What is the group that leaves \begin{equation} Y = \bigoplus_{j=1}^{k} \alpha_j \mathbb{I}_{2n_j\times 2n_j} \end{equation} invariant under congruence ($Y = XYX^T$) where $\alpha_j \in \mathbb{R}$ and $\alpha_j \neq 0$?
I have toyed with different variations of the special orthogonal group; my misunderstandings of how matrix groups relate to representations are fleshed out here.
Answer from Matt Biesecker in comments. Sylvester's Law taken from wiki.

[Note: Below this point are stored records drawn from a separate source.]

PR #1179, opened 2021-05-06
Check: elasticsearch has node to node encrypted coms

JamesWoolfenden:
Ensure that node to node communication is encrypted - is not by default.
Addresses missing checks as tested here: https://github.com/iacsecurity/tool-compare


JamesWoolfenden:
This ID expects the previous PR to be merged and will pass the id check when that has happened

PR #1182, opened 2021-05-06
Check if multi-az is enabled for RDS. 

kartikp10:
Created CKV_AWS_157 for checking if RDS instances have Multi-AZ enabled. 

- Added the check for CFN and TF. 
- Added tests for default, disabled, and enabled values for CFN and for TF.

More on Multi-AZ deployments here: https://aws.amazon.com/rds/features/multi-az/


JamesWoolfenden (approved):
LGTM - need to fix your failing test for cf

mikeurbanski1 (approved):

Sylvester's Law of Inertia:
Given some non-singular real symmetric matrix $A$, the group of matrices that satisfy \begin{equation} XAX^T = A. \end{equation} is $\operatorname{O}(p,q)$ where $p$ and $q$ are the number of postive and negative eigenvalues of $A$ respectively.
Proof:
Real symmetric matrices can be diagonalised by congruence by an orthogonal matrix, so we know that there exists $Q$ such that \begin{equation} A = QEQ^T \end{equation} where $E$ is the diagonal matrix of eigenvalues. Given $W$ such that $W_{ii} = (\sqrt{|E_{ii}|})^{-1}$ we obtain \begin{equation} E = WDW^T \end{equation} where $D$ is a diagonal matrix of $1$s and $-1$s. Thus \begin{equation} XAX^T = (XQW)D(XQW)^T = (QW)D(QW)^T. \end{equation} and so \begin{equation} \left((QW)^{-1}X(QW)\right)D\left((QW)^{-1}X(QW)\right)^T = D. \end{equation} The group that preserves $D$ under congruence is $\operatorname{O}(p,q)$ by definition. Thus the group of $X$ matrices is isomorphic to $\operatorname{O}(p,q)$.
Relation to question:
$Y$ is a nonsingular real symmetrix matrix.